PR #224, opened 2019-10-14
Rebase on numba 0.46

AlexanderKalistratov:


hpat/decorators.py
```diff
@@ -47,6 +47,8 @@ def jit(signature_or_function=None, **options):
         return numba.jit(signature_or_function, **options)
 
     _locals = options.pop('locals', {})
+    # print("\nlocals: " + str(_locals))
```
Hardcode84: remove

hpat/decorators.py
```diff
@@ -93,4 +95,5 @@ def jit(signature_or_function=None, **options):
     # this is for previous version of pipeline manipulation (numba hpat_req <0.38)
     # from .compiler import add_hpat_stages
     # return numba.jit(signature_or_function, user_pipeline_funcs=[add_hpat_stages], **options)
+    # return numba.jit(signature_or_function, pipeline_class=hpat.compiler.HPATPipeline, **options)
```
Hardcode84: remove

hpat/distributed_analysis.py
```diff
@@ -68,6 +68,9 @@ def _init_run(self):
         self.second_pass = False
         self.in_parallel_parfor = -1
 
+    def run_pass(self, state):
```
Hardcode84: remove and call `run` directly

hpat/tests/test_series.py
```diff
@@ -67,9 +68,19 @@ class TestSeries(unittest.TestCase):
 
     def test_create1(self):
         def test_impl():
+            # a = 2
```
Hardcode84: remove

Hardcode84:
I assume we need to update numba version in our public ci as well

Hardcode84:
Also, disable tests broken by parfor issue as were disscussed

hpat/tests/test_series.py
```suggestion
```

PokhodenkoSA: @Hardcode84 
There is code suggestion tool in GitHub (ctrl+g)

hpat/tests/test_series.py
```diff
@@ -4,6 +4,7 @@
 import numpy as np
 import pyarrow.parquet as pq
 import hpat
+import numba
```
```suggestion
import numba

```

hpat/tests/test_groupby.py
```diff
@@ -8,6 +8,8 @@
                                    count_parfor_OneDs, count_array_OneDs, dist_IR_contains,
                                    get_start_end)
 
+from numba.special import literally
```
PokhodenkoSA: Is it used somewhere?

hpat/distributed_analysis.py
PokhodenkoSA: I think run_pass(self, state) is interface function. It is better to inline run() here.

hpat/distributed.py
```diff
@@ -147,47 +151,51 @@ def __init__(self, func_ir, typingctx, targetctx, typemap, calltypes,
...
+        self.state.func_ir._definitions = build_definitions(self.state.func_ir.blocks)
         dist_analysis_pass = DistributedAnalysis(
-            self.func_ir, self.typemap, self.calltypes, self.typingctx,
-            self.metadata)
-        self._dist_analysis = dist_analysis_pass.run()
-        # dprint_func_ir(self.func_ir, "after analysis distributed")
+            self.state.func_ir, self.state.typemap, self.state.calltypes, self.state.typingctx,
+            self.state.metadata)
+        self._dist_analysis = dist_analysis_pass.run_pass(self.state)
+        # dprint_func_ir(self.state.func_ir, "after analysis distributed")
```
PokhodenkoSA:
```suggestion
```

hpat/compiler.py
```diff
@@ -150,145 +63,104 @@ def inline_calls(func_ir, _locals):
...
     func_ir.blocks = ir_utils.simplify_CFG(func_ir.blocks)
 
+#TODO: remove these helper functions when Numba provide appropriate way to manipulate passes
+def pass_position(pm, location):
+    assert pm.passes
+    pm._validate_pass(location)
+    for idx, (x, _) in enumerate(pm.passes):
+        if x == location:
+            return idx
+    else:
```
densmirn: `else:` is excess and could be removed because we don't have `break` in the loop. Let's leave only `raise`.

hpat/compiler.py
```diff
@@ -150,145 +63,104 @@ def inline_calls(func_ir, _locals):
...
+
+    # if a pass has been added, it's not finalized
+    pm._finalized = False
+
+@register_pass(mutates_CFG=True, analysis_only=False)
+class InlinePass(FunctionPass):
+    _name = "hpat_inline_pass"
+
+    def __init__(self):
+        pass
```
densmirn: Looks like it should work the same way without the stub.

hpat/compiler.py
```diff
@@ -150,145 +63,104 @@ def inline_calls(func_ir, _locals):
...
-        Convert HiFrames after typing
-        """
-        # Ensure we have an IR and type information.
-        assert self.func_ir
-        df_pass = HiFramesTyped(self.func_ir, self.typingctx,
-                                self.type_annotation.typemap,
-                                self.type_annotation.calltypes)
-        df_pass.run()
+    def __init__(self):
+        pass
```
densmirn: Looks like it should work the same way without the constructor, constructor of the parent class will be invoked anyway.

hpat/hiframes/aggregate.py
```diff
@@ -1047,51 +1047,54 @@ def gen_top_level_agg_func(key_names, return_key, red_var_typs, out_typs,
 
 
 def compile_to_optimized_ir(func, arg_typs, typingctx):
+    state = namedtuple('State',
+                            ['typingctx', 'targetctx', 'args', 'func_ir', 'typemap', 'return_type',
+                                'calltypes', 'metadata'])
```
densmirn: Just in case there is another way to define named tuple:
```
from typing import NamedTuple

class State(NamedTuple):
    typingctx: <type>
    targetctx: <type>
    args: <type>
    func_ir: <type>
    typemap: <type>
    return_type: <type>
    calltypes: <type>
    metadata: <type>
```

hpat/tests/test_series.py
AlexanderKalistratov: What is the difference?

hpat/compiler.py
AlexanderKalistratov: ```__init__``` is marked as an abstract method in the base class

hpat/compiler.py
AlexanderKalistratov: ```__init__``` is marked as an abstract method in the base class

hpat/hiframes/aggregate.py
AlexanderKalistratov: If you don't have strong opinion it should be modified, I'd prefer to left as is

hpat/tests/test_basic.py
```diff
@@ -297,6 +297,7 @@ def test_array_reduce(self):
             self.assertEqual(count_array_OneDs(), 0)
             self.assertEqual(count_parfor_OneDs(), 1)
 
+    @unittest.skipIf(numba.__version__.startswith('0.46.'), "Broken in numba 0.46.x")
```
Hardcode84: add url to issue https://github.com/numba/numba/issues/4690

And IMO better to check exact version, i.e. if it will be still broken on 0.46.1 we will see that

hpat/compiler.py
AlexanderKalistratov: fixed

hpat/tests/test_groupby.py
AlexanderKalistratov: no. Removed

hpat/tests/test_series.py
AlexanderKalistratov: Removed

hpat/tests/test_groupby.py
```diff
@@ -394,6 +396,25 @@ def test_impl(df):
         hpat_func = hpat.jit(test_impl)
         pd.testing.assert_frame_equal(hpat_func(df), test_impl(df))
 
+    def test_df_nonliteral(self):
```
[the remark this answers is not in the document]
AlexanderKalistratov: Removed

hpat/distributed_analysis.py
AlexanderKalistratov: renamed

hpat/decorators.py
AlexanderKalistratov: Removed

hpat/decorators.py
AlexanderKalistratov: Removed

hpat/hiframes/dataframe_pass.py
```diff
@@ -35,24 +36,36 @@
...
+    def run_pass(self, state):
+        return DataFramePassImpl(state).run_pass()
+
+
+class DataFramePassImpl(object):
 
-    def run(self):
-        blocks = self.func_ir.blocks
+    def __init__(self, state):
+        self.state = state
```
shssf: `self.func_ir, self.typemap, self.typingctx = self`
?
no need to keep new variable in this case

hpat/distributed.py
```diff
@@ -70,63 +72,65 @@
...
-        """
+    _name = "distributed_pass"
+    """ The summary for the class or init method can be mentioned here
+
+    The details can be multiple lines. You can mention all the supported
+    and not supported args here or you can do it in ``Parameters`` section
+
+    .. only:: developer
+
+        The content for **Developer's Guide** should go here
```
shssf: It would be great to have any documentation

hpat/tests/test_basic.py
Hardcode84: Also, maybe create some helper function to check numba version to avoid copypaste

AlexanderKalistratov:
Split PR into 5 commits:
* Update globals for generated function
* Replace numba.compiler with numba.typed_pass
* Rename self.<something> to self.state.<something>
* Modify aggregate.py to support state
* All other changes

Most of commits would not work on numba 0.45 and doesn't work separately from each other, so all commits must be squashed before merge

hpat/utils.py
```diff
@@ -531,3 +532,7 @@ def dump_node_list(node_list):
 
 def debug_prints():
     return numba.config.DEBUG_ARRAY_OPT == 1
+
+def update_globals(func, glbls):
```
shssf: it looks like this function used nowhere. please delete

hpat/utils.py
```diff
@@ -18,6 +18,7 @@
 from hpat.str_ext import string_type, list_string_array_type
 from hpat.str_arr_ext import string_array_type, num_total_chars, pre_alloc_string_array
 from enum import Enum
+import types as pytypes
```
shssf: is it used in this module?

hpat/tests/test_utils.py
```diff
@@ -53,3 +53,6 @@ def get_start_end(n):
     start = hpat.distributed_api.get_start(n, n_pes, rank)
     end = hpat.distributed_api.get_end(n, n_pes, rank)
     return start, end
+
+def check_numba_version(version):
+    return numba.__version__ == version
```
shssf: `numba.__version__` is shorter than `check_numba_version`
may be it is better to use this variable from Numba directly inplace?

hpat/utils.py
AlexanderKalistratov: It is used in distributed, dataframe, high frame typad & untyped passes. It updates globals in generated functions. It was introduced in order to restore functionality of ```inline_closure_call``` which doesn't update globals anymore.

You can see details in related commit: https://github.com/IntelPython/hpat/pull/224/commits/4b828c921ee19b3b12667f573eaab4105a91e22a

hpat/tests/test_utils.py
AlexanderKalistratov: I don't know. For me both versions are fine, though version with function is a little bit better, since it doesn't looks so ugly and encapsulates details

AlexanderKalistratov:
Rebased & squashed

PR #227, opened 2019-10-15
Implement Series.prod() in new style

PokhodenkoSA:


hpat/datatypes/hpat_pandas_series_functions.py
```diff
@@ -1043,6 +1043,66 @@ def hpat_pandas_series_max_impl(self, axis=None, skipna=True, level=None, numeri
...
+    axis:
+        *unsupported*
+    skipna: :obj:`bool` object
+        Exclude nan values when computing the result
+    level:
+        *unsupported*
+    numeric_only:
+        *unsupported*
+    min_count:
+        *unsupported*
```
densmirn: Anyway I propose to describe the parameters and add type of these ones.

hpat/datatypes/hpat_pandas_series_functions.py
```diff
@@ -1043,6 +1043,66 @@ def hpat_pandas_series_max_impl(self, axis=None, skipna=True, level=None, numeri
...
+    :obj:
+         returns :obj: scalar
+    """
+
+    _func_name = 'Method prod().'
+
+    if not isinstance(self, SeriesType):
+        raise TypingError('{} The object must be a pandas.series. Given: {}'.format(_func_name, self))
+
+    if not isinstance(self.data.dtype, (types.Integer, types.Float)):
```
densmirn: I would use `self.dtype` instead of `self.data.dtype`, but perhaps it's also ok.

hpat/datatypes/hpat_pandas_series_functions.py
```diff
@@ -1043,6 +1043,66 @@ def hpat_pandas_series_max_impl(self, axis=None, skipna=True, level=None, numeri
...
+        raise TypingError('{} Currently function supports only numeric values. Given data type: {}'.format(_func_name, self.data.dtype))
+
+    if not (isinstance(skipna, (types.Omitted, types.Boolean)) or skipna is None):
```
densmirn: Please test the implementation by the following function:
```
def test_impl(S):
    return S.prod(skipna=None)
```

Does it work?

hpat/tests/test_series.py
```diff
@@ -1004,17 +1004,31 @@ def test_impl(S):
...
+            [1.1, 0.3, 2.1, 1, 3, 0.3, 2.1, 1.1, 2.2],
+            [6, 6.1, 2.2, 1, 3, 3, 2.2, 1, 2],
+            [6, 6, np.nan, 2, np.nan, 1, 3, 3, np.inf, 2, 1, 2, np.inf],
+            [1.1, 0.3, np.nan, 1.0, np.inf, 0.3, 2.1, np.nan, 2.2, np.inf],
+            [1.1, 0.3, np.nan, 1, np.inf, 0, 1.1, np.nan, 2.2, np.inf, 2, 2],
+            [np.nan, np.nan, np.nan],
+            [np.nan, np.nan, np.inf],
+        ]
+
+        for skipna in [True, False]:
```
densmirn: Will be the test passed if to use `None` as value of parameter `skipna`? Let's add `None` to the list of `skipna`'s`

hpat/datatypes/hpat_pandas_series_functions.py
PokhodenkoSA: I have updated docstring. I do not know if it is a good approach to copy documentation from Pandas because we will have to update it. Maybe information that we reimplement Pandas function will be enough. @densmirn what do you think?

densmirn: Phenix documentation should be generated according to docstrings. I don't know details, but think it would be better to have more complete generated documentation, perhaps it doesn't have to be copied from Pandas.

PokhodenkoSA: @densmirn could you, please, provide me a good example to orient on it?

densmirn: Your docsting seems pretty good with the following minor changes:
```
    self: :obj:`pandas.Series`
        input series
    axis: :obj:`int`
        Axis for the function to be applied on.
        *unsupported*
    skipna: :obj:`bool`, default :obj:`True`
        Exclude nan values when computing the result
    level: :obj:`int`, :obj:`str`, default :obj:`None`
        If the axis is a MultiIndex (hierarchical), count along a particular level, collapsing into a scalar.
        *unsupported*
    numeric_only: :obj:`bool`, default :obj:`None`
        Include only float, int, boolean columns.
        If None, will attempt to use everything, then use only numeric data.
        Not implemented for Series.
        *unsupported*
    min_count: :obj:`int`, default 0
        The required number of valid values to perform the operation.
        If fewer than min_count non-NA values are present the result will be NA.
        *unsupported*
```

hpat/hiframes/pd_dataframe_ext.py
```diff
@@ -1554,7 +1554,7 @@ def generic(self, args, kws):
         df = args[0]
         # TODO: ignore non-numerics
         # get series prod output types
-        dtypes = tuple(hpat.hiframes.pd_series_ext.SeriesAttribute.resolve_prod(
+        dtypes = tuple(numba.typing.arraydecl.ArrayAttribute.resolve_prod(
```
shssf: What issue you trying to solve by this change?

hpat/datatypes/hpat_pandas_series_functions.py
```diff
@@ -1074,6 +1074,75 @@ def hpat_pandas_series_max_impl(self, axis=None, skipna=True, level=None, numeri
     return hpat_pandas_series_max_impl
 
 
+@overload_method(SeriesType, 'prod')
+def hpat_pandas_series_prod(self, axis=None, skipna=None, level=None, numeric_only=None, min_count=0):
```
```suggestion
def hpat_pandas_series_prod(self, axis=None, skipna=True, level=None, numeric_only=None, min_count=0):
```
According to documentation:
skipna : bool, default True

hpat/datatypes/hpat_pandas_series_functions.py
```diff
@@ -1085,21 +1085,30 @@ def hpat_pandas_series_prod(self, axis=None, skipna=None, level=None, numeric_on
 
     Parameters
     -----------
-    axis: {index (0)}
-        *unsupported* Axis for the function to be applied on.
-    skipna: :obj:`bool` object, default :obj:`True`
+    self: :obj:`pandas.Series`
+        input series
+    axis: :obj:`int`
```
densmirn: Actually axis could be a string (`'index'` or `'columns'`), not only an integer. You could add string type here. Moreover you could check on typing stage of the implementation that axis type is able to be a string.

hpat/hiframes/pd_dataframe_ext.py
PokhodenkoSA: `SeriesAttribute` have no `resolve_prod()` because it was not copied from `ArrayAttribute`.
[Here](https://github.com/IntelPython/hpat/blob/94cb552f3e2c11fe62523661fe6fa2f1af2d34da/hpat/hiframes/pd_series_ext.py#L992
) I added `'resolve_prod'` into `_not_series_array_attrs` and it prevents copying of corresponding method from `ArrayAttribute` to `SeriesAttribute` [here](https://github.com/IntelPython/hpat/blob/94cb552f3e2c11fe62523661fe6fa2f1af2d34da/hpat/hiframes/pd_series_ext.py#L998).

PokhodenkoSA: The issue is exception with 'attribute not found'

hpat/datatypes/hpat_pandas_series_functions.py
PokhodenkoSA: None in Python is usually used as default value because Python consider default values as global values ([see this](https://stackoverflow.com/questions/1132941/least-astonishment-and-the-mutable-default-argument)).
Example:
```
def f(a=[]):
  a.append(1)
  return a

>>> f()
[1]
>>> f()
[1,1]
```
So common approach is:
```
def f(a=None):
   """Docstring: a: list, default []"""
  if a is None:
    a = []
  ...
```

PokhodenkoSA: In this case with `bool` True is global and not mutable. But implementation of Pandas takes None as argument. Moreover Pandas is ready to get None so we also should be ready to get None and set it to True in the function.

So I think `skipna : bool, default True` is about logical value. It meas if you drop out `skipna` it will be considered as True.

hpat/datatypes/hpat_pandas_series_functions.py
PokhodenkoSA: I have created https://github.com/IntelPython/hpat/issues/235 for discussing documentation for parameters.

→ **Exercise**
Tell how many lines above contain the word "TypingError". Give the number alone.

→ **Exercise solution**
2